Kaçak su tespit tutanakları aksi sabit oluncaya kadar geçerli olan belgelerdendir. Tutanağın aksinin iddia edilmesi halinde bundan kendisine hak bahşeden kişinin aksini ispat etmesi gerekir. Olayda, tutanağın aksi davacı tarafından ispat edilmemiştir. Bu durumda, kaçak kullanımın gerçekleştiği dönem itibari ile yürürlükte bulunan tarife hükümlerine göre kaçak su bedelinin hesaplanması gerektiği açıktır .

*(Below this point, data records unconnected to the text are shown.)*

PR #7477, opened 2026-07-15
[OPIK-7086] [QA] test(e2e): add Optimization Studio E2E coverage

AndreiCautisanu:
## Details

Adds end-to-end coverage for **Optimization Studio** (v2): three Playwright tests that drive the studio UI to launch real optimization runs and assert they complete healthily, plus supporting POM / backend-client / tier wiring.

- **Form renders + validation gating** (no LLM run): sections render (prompt, model, dataset picker, GEPA + Equals defaults) and Optimize is disabled until valid.
- **GEPA + Equals launch, deep**: configure + launch via UI → poll to `completed` → structural health (`num_trials ≥ 1`, `objective_name`, baseline/best scores present & in `[0,1]` — never "improved") → detail-page Trials tab (Best row) + Best-trial-config panel → studio **logs** read-path (presigned URL + gunzip).
- **Hierarchical Reflective variant**: same flow, second optimizer.
- Tagged `@t2-cuj` + `@t1-stsaas` (kept out of plain `@t1-smoke`); adds a `test:t1-stsaas` script so customer/stsaas regression runs can include the studio checks (companion: comet-automation-tests#273).
- Fragility handled in assertions: score-0 is healthy (assert range, not improvement); studio-logs presigned URL is client-reachable only on real object stores, so the log-content check is enforced on non-oss and skipped-with-warning on local MinIO; selectors tolerate the "Select item source" vs "Select a dataset" rename.

## Change checklist
- [ ] User facing
- [ ] Documentation update

## Issues

- Resolves OPIK-7086

## AI-WATERMARK

AI-WATERMARK: yes

- If yes:
  - Tools: Claude Code
  - Model(s): Claude Opus 4.8
  - Scope: Authored the POM, spec, backend-client methods, poller, and tier/script wiring; explored the live UI on staging/local; iterated to green.
  - Human verification: Developer reviewed the diff and directed the coverage design, tiering, and the deployment-gated logs enforcement; studio run path independently confirmed working end-to-end on self-hosted-eks.

## Testing

Suite: `tests_end_to_end/e2e/`.

- `npx tsc --noEmit` — clean.
- `pre-commit run --files <changed>` — clean.
- Tag/tier wiring verified with `--list`: `@t1-smoke` excludes the studio tests; `test:t1-stsaas` (`@t1-smoke|@t1-stsaas`) and `test:t2` include all three.
- The three tests were run green locally against a local OSS instance during development (form + GEPA-deep + HR variant), and the flows were verified manually on Comet staging. The studio launch→completed path was also confirmed end-to-end on self-hosted-eks after the platform fix (comet-backend#5616) deployed.
- Command to run locally: `OPIK_DEPLOYMENT=oss OPIK_BASE_URL=http://localhost:5173 OPIK_WORKSPACE=default npm run test:t1-stsaas` (requires an LLM provider key in env; `ensureModelAvailable` skips cleanly without one).
- Not re-run after the final file rebuild: the working files were re-created from the verified versions (identical, tsc-clean) but the local OSS stack was down at commit time, so the post-rebuild full-suite run is pending a running stack. The stsaas logs-content assertion is only exercised on a non-oss target (staging/stsaas), not local OSS.

## Documentation

No documentation changes — internal E2E test infrastructure.

### DIFF
--- a/tests_end_to_end/e2e/core/backend/client.ts
+++ b/tests_end_to_end/e2e/core/backend/client.ts
@@ -1,9 +1,15 @@
+import { gunzipSync } from 'node:zlib';
 import { Opik } from 'opik';
 import { loadEnvConfig } from '../../config/env.config';
 import {
   pollTraceForFeedbackScore,
   type PollFeedbackScoreOpts,
 } from './poll-feedback-score';
+import {
+  pollOptimizationStatus,
+  type OptimizationStatus,
+  type PollOptimizationStatusOpts,
+} from './poll-optimization-status';
 
 export type BackendClient = ReturnType<typeof makeBackendClient>;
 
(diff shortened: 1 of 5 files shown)


andrescrz (approved):
LGTM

Somut olayda, 13/03/2008 tarihli kaçak su tutanağında otelin garaj girişinin sağ tarafında merdiven altı bölümünde jeneratör havalandırma bacasının 40 cm solunda 40 mm borunun olduğu, açıldığında bir alt kattaki jeneratör odasından duvar içerisinden gittiği tespit edilmiş, tutanak otel müdürü tarafından imzalanmıştır. İnşaat mühendisleri tarafından hazırlanan bilirkişi kurulu raporlarında da (26/07/2016 tarihli rapor, 07/03/2017 tarihli ek rapor, 21/03/2019 tarihli ek rapor) su alındığı iddia edilen 40 mm PE borunun otelin zemin katından 5. bodrumuna kadar çok kuvvetli bir şekilde güçlendirilmiş olan bölgede bulunduğu, neden yapıldığının açıklanamadığı, kaçak su kullanımı için öngörüldüğü belirtilmiştir. Bu durumda gerçekleşen eylemin kaçak su kullanımını oluşturduğunun kabulü gerekmektedir.
O halde mahkemece yapılacak iş; davacının eyleminin kaçak su kullanımını oluşturduğu göz önünde bulundurularak, dosyanın yeniden oluşturulacak konusunda uzman üç kişilik bilirkişi kurulu tarafından incelenmesi sağlanarak tutanak tarihinde yürürlükte olan yönetmelik ve tarife hükümleri çerçevesinde, Yargıtay ve taraf denetimine elverişli, davalının davacıdan talep edebileceği bedelin hesaplandığı rapor hazırlatılarak varılacak sonuca göre bir karar vermektir.
İlk derece mahkemesince; davalının davacıdan talep edebileceği kaçak su bedeli hesaplatılmaksızın davanın reddine karar verilmiş olması usul ve yasaya aykırı olup, bozmayı gerektirmiştir.
İlk derece mahkemesi kararının, yukarıda açıklanan nedenlerle bozulmasına karar verilmiş olduğundan, HMK"nın 373 üncü maddesinin birinci fıkrası uyarınca, bu karara karşı yapılan istinaf başvurusunun ve davanın kabulüne ilişkin bölge adliye mahkemesi kararının da kaldırılmasına karar verilmiştir.
SONUÇ: Yukarıda açıklanan nedenlerle 6100 sayılı HMK"nun 373 üncü maddesinin birinci fıkrası uyarınca temyiz olunan bölge adliye mahkemesi kararının KALDIRILMASINA, aynı Kanunun 371 inci maddesi uyarınca ilk derece mahkemesi kararının davalı yararına BOZULMASINA, dosyanın ilk derece mahkemesine, kararın bir örneğinin de bölge adliye mahkemesine gönderilmesine, 10/03/2020 tarihinde oy birliği ile karar verildi.